▶ _Exercise brief_
Every line of the entries below that mentions "michitux" is to be copied out.

▶ _Stored data_
PR #2358, opened 2018-04-27
PSR 2 Adoption

splitbrain:
This is the beginning of the refactoring to the PSR-2 coding standard as announced on the [mailing list](https://www.freelists.org/post/dokuwiki/Coding-Style,15).

For now I only care about fixing errors that can *not* be fixed automatically. Any help is appreciated.

The following gets you started. It creates a `todo` file listing all the problems that need manual fixing. Yes, its a lot.

```
cd _test
wget https://squizlabs.github.io/PHP_CodeSniffer/phpcs.phar
chmod 755 phpcs.phar
./phpcs.phar --report-width=1000 --no-colors |grep -vF ' [x] ' |grep -E '^( +[0-9]|FILE:)' >todo && (grep -E '^ +[0-9]' todo |wc -l)
```

You should run this on a fresh checkout to avoid checking a whole bunch of 3rd party plugins.

Not all of the problems can be fixed. We will need to define a lot of exceptions to keep backward compatibility. We will probably also define exceptions for things we want to fix later.

We might also end up deciding to not fix a lot of files for now and only do them when we refactor them anyway.

[PHPCS Advanced Usage](https://github.com/squizlabs/PHP_CodeSniffer/wiki/Advanced-Usage) explains how to exclude sniffs.

For now I want to fix as much as possible, exclude the rest, finally run the automatic fixing and then merge this back.

People reviewing this PR should probably do so on a commit-by-commit base.

**Current Status: 68 problems left**


inc/StyleUtils.php
```diff
@@ -48,7 +48,11 @@ public function cssStyleini($tpl, $preview=false) {
                     if (file_exists($incbase . $basename . '.' . $newExtension)) {
                         $stylesheets[$mode][$incbase . $basename . '.' . $newExtension] = $webbase;
                         if ($conf['allowdebug']) {
-                            msg("Stylesheet $file not found, using $basename.$newExtension instead. Please contact developer of \"{$conf['template']}\" template.", 2);
+                            msg(
+                                "Stylesheet $file not found, using $basename.$newExtension instead. '.
```
Klap-in: Single quotes and double quotes are combined.

inc/common.php
```diff
@@ -838,6 +846,7 @@ function clientIP($single = false) {
  *
  * @link http://www.brainhandles.com/2007/10/15/detecting-mobile-browsers/#code
  *
+ * @deprecated 2018-04-27 you probably want media queries instead anyway
```
Klap-in: Note: add to changelog https://www.dokuwiki.org/devel:releases

micgro42:
This PR (or this refactoring effort in general) might also be a good place to remove the suppression of PHP E_NOTICE errors. Modern PHP throws notices mostly in sensible places and if we really think a notice is an unavoidable false positive at a given line, then we can still `@`-suppress it individually. (But this should rarely be the case)

What do you think?

splitbrain:
Let's tackle one thing at a time.

splitbrain:
I started to split up `inc/handler.php` and there are a few things I need help/feedback with. 

I introduced a new ReWriterInterface to formalize how the different CallWriters (like Lists or Footnotes) are accessed by the handler. Now `process()` returns the original call writer and is a required method.

I wonder about some things:

* is `ReWriter` the proper term? Those classes seem not so much rewrite existing calls than rather process new ones for a certain time?
* some doc blocks are still missing. Especially the interfaces should be documented much better. @Chris--S  could you help with that?
* the `Block` class is not implementing the `ReWriterInterface`, but actually seems to be the only proper rewriter in the literal sense of the term. It also has a `process()` method but works different from the other classes. I wonder if it should be mixed in the same namespace as the others.

For now I haven't touched `Doku_Handler` itself. I was wondering if we should use this opportunity and restructure our whole parser/handler stuff for the default syntax to be a little bit closer to what we do for syntax plugins. Currently we have some part of one syntax in the `ParserMode` classes and some other part as a function in `Doku_Handler`. I wonder if we should combine both, so the parsing and handling is both done in the same class and only rendering is left to the renderer... In the end we could probably implement all our syntax as plugins... But I guess this taking this PR a bit too far for now.

Chris--S:
I'll take a look.

LarsGit223:
> For now I haven't touched Doku_Handler itself. I was wondering if we should use this opportunity and restructure our whole parser/handler stuff for the default syntax to be a little bit closer to what we do for syntax plugins. Currently we have some part of one syntax in the ParserMode classes and some other part as a function in Doku_Handler. I wonder if we should combine both, so the parsing and handling is both done in the same class and only rendering is left to the renderer... In the end we could probably implement all our syntax as plugins... But I guess this taking this PR a bit too far for now.

I agree that it would get too far for this PR. But I also agree that it would be good to have some re-design done on all the handler/parser stuff. Some things might be off topic but this is just coming to my mind:
- I remember in the ODT renderer I did not like to save the headers in the renderer. I couldn't re-use the headers stored by the DokuWiki core because saving was limited to the ```maxtoclevel``` setting. IMHO care should be taken to examine to separate data of global interest from renderer specific settings (like ```maxtoclevel```).
- It would be cool if it would be possible to have more than one XHTML renderer in parallel. I think I read in a thread that it would be problematic to do this by file extension because of all the plugins out there. But maybe it could be done by some special syntax, e.g. ```~~MIME:xyz~~```
- A common event system for syntax events. E.g. to be notified of opening/closing of a syntax element before it is inserted in the parsing tree so that the tree can be modified before (e.g. like for creole: automatically close element A if element B is opened)

michitux:
Before you completely restructure the handler and parser, it would be great if you could have a short look at what the move plugin does in order to ensure that this can still be implemented somehow. Basically the move plugin defines a custom handler that re-creates the page content by taking most parsed syntax bits unmodified and changing a few. It would be great if something like this was still possible without writing custom versions of every syntax class. I have no problem with changing stuff, but it would be nice if you could keep this use case in mind when re-designing the parser/handler structure. Thank you!

splitbrain:
@michitux thanks for the heads up - I'll keep that in mind.

Chris--S:
@splitbrain I might reorganise your refactoring of the handler some to try and make it easier to follow.  The main issues I want to resolve are:
- constructor(callwriter) & finalise() should be together.  finalise() is the instruction to unwind the call(re)writer chain.
- block is the rewriter part of the main callwriter, i.e. its process()
- sneaking feeling I have that some rewriter responsibilities are in the handler.

@michitux at least for now, updating your handler helper to be a full DokuHandler object should be enough.

@LarsGit223 that's a lot of event constructing & destructing (I've no idea if that would be a problem).  Is there another mechanism that could achieve the same thing?

LarsGit223:
> @LarsGit223 that's a lot of event constructing & destructing (I've no idea if that would be a problem). Is there another mechanism that could achieve the same thing?

Well, first that was just an idea. Maybe an alternative would be to register callback's for certain basic syntax "events". Or maybe better syntax class events - I mean it would be nice if e.g. a table open/close would be recognized as such no matter if created by the core or by a plugin. I guess writing a complete own renderer instead of a plugin (e.g. for creole) would also do the job but I feared that that would mean a lot of code duplication from the core xhtml renderer - but honestly I haven't looked into that in detail.

So before you spent any time on that I suggest that you clarify if such a change is wanted/supported. From my side that was a just a very quick brainstorming  :smile:

splitbrain:
@Chris--S awesome! can you do a pull request on top of this branch?

micgro42:
About that [utf8.php](https://github.com/splitbrain/dokuwiki/blob/e9f4a0f6846df14eb77aed6328759990ce4e3c08/inc/utf8.php): Couldn't we make it a requirement that php uses utf8 internally and remove that class while replacing our custom utf8-functions with `mb_` functions where necessary? They should be available everywhere, shouldn't they?

splitbrain:
As far as I know the mbstring library is still not available everywhere. Eg. when doing a standard installation on Windows, it's not enabled. I don't know if it would be worth to make it a requirement when we have a perfectly fine working workaround used by many people.

Our utf8.php also does stuff that is not in mbstring (transliteration for example).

▶ _Solution to this task_
michitux:
@michitux thanks for the heads up - I'll keep that in mind.
@michitux at least for now, updating your handler helper to be a full DokuHandler object should be enough.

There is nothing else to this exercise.